----- Task inputs

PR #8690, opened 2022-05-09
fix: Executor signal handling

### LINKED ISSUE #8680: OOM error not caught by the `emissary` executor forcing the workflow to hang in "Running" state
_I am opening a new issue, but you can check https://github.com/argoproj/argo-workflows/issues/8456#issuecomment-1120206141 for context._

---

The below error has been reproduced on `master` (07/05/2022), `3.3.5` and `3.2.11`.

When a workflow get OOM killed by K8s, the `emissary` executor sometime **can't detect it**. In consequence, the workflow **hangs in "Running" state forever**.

----------
----- Task inputs

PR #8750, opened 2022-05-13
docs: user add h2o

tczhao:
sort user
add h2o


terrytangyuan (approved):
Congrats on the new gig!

----------

Work instruction:
Would you please copy exactly the part of the entries above that begins at the line containing "PR #8690, opened 2022-05-09" and ends at the line containing "When a workflow", both lines included?

Solution:
PR #8690, opened 2022-05-09
fix: Executor signal handling

### LINKED ISSUE #8680: OOM error not caught by the `emissary` executor forcing the workflow to hang in "Running" state
_I am opening a new issue, but you can check https://github.com/argoproj/argo-workflows/issues/8456#issuecomment-1120206141 for context._

---

The below error has been reproduced on `master` (07/05/2022), `3.3.5` and `3.2.11`.

When a workflow get OOM killed by K8s, the `emissary` executor sometime **can't detect it**. In consequence, the workflow **hangs in "Running" state forever**.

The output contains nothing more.